Several studies suggest that genes and environmental interactions through epigenetic modifications influence a person’s susceptibility to diabetes because environmental factors can stimulate intracellular signaling pathways, leading to alterations in gene expression through epigenetic modifications, such as DNA methylation, which integrates genetic susceptibility and environmental factors by adjusting transcriptional regulation with no change in the sequence of underlying DNA [3].
CpG methylation can prevent adjacent gene expression partially or completely. Accordingly, the genes containing the 5′-CpG region transcription rate are frequently inversely proportional to their methylation rates [9].
It has been demonstrated that DNA methylation is affected by age, weight, sex, lifestyle, and genetic background [10]. In the present study, age- and sex-matched T2D and nondiabetic subjects were selected to avoid the effect of age and sex.
This paper introduces an epigenetic study of the IGFBP1 gene that was conducted on an Egyptian cohort. The results indicated an increase in IGFBP1 DNA methylation levels in patients with T2D compared to nondiabetic controls.

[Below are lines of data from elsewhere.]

PR #44, opened 2018-08-14
Remove strict name metadata check to be shareable in eventing

n3wscott:
Eventing uses names like "dev.knatave.github.pullrequest" as a event type name. This fails the generic validation added for serving. Moving this logic to serving and removing from pkg.


mattmoor:
/lgtm
/approve

I'd like to get this check into `knative/serving` asap, so we don't import this and lose coverage.

mattmoor:
poke (for gubernator)

PR #45, opened 2018-08-17
Add common test logging module

srinivashegde86:


test/logging/logging.go
```diff
@@ -1,12 +1,9 @@
 /*
 Copyright 2018 The Knative Authors
-
```
adrcunha: nit: the boiletplate **does** contain the blank lines you removed

srinivashegde86: updated.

A previous study has shown that the region of high CpG density at the 5′-UTR recruits a methyl-CpG binding protein to the promoter region [11].
Some researchers found that fasting IGFBP-1 is a good predictor of abnormal glucose homeostasis, with low values anticipating impaired fasting glucose development, impaired glucose tolerance and T2D in 8–17 years [12].

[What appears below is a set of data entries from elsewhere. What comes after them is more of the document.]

PR #48, opened 2018-08-23
Share Controller and Reconciler test tooling.

mattmoor:
These are copied directly from https://github.com/knative/serving/pull/1930

### DIFF
--- a/controller/testing/hooks.go
+++ b/controller/testing/hooks.go
@@ -1,0 +1,161 @@
+/*
+Copyright 2018 The Knative Authors
+
+Licensed under the Apache License, Version 2.0 (the "License");
+you may not use this file except in compliance with the License.
+You may obtain a copy of the License at
+
+    http://www.apache.org/licenses/LICENSE-2.0
+
+Unless required by applicable law or agreed to in writing, software
+distributed under the License is distributed on an "AS IS" BASIS,
+WITHOUT WARRANTIES OR CONDITIONS OF ANY KIND, either express or implied.
+See the License for the specific language governing permissions and
+limitations under the License.
+*/
+
+// Package testing includes utilities for testing controllers.
+package testing
+
+import (
+	"fmt"
+	"sync/atomic"
+	"time"
+
+	"k8s.io/apimachinery/pkg/runtime"
+	kubetesting "k8s.io/client-go/testing"
+)
+
+// HookResult is the return value of hook functions.
+type HookResult bool
+
+const (
+	// HookComplete indicates the hook function completed, and WaitForHooks should
+	// not wait for it.
+	HookComplete HookResult = true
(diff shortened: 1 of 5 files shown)


dprotaso:
I think prior to pulling the table testing into this repo I think there's more experimentation that could be done within serving.

My concerns of the current state are:
- creating test fixtures is a pain and verbose
- lots of duplication of similar objects in table rows
- table tests are huge
- the current patterns evolved from writing the tests after the fact

### Two potential areas of focus

#### Improve testing infrastructure
- builders for fixtures
  - (upside) readability improved
  - (downside) api specific so these wouldn't be moved to pkg
- provide higher abstractions that make writing table rows more easier & succinct
  - (downside) adds additional complexity

This approach addresses the symptoms but not the cause

#### Improve reconciler design (suggested)

Right now a reconciler has the responsibility of reconciling an object through creating and updating child resources. I think for the most part managing of the resources is independent of one another.

Given this observation we pull out the specific responsibility of managing a child resource to a new component.

Thus a Revision's reconciler would be composed

Thus you could consider reconciliation of say a Revision to be the collection of the following sub-reconcilations

mattmoor:
@dprotaso Ack, I don't by any means think moving this freezes it.  My hope is simply that as folks improve it in these ways that all of the repos can move forward.

I'd love to see more PoCs like your builder PR, to illustrate the improvements you have in mind.  I by no means think any of this is perfect. :)

dprotaso:
> I don't by any means think moving this freezes it. My hope is simply that as folks improve it in these ways that all of the repos can move forward.

I'm not worried about freezing but adopters going through churn

> I'd love to see more PoCs like your builder PR

Let me get started

mattmoor:
@dprotaso My naive hope is that we can get all of those into the mold I keep outlining:
```golang
func (r *Reconciler) reconcileBar(foo *vN.Foo) error {
  barName := names.Bar(foo)
  bar, getBarErr := r.barLister.Get(foo.Namespace, barName)
  if IsNotFound(getBarErr) {
    bar, err = r.createBar(foo)
    if err != nil {
      return err
    }
  } else if getBarErr != nil {
    return getBarErr
  }

  // Take action based on the state of foo/bar
  ...

  // Reflect status from bar into foo.
  ...
}
```

In my perfect world, I'd define a generic interface through which to drive this, but without generics this seems like it would be a glorious pain to make generic.

IMO everything that this rough pattern reaches out to should be encapsulated and tested separately.

This PR feels like an awkward place for this discussion.  Do you want to open an issue outlining what you have in mind, and we can discuss there?

dprotaso:
> This PR feels like an awkward place for this discussion. Do you want to open an issue outlining what you have in mind, and we can discuss there?

Sure

dprotaso:
FYI: I made some minor changes here: https://github.com/knative/serving/pull/1977 that affect items in this PR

Type 1 diabetes is associated with a decline in IGFBP-1 DNA methylation levels; this implies the possibility of IGFBP-1 conferring different epigenetic effects in T1D and T2D. Therefore, different IGFBP-1 DNA methylation levels in T1D and T2D may be related to insulin activity [11].
Both types of diabetes are characterized by hyperglycemia; however, the underlying pathogenic mechanism of T1D is different from that of T2D. The development of T1D is due to autoimmune destruction of pancreatic beta cells, leading to insulin deficiency, while T2D hyperglycemia is due to a combination of impaired insulin secretion and insulin resistance. Nevertheless, IGFBP-1 secretion is inhibited by insulin, which means that increased insulin levels in T2D due to insulin resistance are associated with increased methylation of the IGFBP-1 gene [13].

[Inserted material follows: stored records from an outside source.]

PR #51, opened 2018-08-23
Update WaitForEndpointState to return response

srinivashegde86:
Return the spoof response when checking endpoint state. Some serving e2e tests use this.

### DIFF
--- a/test/request.go
+++ b/test/request.go
@@ -95,6 +95,5 @@ func WaitForEndpointState(kubeClient *KubeClient, logger *logging.BaseLogger, do
 		return nil, err
 	}
 
-	res, err := client.Poll(req, inState)
-	return res, err
+	return client.Poll(req, inState)
 }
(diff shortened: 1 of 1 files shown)


test/request.go
```diff
@@ -80,21 +80,21 @@ func EventuallyMatchesBody(expected string) spoof.ResponseChecker {
...
 
 	req, err := http.NewRequest(http.MethodGet, fmt.Sprintf("http://%s", domain), nil)
 	if err != nil {
-		return err
+		return nil, err
 	}
 
-	_, err = client.Poll(req, inState)
-	return err
+	res, err := client.Poll(req, inState)
```
ImJasonH: `return client.Poll(req, inState)`

ImJasonH: This isn't a big thing, just a nit. Feel free to ignore.

srinivashegde86: thanks. updated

The present work found no significant differences between T2D patients treated with insulin and those treated with OADs, signifying no effect of diabetes treatment on IGFBP1 methylation levels. This might be due to the small numbers of individuals in the subgroups, which goes hand by hand with Gu and his colleagues (2013) [11].
Although nonsignificant, stratification of the subjects according to BMI revealed that type 2 diabetes patients with a BMI >30 kg/m2 had higher DNA methylation levels than those with a BMI <30 kg/m2. The difference in the IGFBP1 DNA methylation levels for the obese group may explain how obesity could contribute to T2D development. The countless metabolic changes taking place during T2D pathogenesis support the presence of a role for epigenetics in chronic disease development. A new data mining methodology was used to search for a possible association between epigenetics and the pathogenesis of T2D [14]. This methodology was based on a search of Medline records where they discovered the presence of methylation and chromatin among the top-five ranked items associated with T2D, based on common shared relationships. The shared relationships were obesity, maternal influence, fatty acids, methylene tetrahydrofolate reductase, cytokines, homocysteine, variable severity, and late-onset of the disease. Based on these findings, a model for T2D pathogenesis was introduced, suggesting that an increase in short-chain fatty acid production as by-products of long-chain fatty acids leads to modifications in DNA methylation that result in dysregulation of pro-inflammatory cytokines [14].
Both genetic and environmental factors have a role in type 2 diabetes development. Another important risk factor for T2D is obesity, which mainly contributes to the rapid increase in T2D patients worldwide [15].
In addition, IGFBP1 DNA methylation levels were discovered to be influenced by family history (FH), which is in agreement with previous work [11] that found that patients with FHD had higher IGFBP1 DNA methylation than those without family history.
The limitations of the present study include the small number of included subjects, and the performance of DNA methylation analyses using whole blood; we did not evaluate the cell-specific pattern for the gene region beforehand.